* _Task to carry out_:
Scan the entries for lines with the word "next" and copy those lines.

Collected data entries:
※ ※ ※

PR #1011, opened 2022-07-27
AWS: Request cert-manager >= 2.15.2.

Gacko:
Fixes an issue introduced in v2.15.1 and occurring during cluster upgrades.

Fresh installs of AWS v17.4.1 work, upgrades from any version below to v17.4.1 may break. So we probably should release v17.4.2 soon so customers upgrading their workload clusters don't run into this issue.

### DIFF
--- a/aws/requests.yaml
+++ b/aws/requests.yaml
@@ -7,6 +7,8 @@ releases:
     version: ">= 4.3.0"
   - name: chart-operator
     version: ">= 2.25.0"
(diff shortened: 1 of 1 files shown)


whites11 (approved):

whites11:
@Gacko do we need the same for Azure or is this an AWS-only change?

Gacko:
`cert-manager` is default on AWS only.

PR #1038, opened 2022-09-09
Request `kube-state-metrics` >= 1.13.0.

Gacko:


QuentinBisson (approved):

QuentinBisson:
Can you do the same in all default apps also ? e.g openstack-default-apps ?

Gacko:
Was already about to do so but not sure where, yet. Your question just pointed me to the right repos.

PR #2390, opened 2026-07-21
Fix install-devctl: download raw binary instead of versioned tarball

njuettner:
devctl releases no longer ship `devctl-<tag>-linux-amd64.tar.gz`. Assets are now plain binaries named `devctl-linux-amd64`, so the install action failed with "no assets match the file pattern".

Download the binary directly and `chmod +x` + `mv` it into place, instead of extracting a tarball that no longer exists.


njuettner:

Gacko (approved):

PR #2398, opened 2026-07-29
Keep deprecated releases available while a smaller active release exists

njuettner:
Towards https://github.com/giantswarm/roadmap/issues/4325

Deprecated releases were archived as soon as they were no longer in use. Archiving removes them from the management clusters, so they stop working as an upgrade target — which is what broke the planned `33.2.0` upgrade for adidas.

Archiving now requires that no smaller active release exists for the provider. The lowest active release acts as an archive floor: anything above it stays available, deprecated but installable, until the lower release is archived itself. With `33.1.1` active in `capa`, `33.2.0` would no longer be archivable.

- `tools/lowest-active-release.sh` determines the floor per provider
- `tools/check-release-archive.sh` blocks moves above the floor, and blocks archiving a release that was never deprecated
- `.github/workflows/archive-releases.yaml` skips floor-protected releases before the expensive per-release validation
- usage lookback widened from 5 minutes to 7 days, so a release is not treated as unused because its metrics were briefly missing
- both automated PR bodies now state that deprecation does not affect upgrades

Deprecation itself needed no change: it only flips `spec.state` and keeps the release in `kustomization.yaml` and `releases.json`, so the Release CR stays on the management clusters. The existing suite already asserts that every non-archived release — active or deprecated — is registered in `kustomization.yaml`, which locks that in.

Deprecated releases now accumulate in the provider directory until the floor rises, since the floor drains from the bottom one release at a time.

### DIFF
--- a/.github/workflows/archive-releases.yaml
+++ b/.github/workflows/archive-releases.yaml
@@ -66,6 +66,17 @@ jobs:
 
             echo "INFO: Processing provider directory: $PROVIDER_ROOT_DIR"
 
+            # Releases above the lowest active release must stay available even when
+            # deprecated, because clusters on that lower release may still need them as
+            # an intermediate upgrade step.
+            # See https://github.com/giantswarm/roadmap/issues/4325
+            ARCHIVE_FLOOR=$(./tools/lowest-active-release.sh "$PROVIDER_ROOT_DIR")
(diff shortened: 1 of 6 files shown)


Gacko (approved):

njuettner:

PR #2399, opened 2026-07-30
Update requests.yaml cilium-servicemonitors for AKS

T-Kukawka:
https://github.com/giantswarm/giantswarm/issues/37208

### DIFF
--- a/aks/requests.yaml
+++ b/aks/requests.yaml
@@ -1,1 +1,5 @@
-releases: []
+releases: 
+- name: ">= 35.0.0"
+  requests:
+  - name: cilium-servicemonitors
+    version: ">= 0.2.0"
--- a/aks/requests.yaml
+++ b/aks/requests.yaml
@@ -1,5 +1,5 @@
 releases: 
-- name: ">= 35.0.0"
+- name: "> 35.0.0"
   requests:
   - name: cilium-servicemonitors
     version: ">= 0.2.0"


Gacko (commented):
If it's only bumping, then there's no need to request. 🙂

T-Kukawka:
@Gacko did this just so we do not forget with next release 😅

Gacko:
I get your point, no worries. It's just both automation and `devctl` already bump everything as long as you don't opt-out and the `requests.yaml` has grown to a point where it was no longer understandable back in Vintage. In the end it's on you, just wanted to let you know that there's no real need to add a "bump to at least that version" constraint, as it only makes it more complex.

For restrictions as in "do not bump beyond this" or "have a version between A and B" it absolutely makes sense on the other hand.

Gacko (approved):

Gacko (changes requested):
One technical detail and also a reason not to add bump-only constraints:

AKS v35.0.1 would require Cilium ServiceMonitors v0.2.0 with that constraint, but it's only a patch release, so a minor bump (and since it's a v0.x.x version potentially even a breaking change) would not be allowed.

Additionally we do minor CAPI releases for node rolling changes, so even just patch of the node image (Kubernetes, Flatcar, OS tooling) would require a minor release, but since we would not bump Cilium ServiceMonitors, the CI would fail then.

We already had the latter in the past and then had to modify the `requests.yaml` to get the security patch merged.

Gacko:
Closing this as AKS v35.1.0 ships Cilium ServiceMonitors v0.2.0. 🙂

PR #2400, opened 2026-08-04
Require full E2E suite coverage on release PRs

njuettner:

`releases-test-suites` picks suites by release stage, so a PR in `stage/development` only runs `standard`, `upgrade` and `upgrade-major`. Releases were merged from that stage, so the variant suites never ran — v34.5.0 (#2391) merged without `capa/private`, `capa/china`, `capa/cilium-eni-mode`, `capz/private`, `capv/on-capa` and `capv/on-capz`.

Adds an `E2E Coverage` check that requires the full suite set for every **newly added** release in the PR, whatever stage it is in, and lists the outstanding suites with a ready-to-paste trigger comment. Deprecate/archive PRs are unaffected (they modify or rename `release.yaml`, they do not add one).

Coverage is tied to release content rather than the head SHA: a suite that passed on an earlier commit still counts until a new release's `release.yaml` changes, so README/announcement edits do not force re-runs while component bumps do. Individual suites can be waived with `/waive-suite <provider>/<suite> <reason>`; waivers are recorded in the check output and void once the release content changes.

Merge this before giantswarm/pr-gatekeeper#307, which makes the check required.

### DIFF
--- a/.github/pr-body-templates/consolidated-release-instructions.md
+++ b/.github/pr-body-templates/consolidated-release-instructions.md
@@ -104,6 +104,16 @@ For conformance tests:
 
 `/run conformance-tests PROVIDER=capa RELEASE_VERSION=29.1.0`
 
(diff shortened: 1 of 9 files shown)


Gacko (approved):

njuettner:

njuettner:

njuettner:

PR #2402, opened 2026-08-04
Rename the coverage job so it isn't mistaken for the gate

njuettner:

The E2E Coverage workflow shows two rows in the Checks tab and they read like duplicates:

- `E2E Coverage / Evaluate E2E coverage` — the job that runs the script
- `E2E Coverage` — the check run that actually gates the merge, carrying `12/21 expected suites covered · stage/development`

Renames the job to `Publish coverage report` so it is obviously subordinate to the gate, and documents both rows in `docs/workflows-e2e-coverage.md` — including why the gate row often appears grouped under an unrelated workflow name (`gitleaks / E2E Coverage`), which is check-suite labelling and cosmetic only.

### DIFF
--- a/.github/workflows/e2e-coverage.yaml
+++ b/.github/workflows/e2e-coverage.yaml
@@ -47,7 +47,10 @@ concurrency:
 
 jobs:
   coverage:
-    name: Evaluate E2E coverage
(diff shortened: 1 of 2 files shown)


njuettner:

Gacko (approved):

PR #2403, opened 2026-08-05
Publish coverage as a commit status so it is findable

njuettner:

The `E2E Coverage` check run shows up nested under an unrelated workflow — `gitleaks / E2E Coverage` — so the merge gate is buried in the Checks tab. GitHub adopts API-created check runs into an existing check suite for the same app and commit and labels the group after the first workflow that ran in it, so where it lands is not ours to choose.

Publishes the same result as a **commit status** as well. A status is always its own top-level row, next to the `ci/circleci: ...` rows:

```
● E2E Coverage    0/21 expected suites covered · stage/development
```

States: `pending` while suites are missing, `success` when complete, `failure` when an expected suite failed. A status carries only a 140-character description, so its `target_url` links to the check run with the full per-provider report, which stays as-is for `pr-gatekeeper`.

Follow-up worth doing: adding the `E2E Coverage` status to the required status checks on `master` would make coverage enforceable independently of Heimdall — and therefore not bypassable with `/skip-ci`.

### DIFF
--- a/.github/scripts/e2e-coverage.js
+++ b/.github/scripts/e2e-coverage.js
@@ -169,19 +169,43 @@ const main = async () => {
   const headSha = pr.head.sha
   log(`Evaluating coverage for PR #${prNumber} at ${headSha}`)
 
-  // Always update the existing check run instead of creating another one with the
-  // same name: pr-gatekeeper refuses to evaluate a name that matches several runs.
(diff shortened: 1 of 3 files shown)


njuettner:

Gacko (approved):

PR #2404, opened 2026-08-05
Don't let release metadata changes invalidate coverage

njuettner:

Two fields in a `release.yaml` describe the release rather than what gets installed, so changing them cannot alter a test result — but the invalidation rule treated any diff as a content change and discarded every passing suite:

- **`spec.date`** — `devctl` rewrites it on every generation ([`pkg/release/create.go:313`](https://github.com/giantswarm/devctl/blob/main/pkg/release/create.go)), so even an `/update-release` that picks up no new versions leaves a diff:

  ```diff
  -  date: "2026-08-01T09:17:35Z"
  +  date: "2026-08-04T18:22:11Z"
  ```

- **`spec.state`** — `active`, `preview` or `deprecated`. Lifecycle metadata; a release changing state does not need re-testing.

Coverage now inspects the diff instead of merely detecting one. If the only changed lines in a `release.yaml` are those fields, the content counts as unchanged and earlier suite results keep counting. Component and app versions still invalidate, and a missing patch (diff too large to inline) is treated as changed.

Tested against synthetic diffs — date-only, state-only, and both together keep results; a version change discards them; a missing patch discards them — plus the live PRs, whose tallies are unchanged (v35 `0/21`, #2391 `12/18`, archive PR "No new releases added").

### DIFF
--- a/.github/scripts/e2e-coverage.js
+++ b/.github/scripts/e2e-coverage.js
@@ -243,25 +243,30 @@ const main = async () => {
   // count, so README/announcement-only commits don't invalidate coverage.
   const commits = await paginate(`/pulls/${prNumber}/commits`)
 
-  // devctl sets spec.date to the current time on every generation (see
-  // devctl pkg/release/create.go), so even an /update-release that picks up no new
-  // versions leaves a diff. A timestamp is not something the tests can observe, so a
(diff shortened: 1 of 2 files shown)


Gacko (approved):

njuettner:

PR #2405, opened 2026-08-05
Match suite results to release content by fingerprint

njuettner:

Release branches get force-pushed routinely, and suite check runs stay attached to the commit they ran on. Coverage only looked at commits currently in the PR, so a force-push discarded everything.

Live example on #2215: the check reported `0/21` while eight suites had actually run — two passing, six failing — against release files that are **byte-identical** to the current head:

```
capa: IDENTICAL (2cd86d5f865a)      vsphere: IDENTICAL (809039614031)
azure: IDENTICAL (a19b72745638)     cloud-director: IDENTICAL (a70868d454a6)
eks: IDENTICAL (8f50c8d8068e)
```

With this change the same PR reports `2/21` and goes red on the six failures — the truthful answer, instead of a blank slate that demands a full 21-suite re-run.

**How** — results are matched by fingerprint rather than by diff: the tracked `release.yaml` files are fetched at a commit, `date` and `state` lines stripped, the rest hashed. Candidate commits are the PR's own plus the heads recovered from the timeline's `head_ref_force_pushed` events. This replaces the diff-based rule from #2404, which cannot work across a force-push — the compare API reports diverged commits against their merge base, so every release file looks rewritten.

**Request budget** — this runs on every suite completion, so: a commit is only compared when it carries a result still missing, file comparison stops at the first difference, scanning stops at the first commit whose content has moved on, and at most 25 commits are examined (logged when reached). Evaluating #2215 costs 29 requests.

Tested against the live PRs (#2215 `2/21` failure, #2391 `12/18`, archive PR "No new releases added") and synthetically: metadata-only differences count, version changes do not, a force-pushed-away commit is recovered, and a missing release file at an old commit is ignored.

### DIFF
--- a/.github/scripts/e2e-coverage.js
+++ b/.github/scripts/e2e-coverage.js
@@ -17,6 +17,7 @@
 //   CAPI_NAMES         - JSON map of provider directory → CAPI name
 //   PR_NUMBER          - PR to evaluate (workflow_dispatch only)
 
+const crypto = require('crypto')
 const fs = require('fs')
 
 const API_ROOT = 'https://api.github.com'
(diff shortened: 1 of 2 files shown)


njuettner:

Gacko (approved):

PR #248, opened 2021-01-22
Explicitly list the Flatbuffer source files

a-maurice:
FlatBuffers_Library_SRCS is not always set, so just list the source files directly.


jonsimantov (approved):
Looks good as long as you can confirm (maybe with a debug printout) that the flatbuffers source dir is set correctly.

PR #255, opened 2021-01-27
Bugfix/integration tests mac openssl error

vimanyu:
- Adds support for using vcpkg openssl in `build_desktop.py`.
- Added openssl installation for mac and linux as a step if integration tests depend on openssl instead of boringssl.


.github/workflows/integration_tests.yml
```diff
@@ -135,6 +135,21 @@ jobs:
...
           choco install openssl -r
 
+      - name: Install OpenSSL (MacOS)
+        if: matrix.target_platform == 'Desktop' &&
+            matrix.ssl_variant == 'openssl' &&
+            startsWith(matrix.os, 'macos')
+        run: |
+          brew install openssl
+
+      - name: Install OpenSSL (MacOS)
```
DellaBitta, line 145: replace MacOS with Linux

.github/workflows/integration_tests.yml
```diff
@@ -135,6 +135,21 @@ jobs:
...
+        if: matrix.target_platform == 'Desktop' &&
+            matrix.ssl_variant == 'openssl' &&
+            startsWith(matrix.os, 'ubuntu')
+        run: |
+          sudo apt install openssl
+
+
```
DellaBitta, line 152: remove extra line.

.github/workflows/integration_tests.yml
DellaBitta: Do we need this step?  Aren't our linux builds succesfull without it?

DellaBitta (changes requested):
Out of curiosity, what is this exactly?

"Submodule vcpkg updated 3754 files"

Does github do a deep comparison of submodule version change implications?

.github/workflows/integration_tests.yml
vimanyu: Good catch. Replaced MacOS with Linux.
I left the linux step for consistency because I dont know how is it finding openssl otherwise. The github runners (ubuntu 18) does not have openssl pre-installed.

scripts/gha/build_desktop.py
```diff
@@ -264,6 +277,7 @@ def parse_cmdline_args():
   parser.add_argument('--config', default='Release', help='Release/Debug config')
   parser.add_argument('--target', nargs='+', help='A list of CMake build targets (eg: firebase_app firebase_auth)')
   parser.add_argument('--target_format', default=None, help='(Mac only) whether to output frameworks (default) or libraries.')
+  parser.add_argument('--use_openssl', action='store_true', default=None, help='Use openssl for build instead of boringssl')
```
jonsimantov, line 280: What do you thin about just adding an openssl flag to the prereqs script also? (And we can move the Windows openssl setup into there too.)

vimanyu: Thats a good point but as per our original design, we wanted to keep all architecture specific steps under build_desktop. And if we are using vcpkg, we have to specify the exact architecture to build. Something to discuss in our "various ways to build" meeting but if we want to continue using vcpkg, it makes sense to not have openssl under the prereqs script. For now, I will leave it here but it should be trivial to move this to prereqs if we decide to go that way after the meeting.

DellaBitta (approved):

※ ※ ※

* _Answer space_:
@Gacko did this just so we do not forget with next release 😅
Publishes the same result as a **commit status** as well. A status is always its own top-level row, next to the `ci/circleci: ...` rows:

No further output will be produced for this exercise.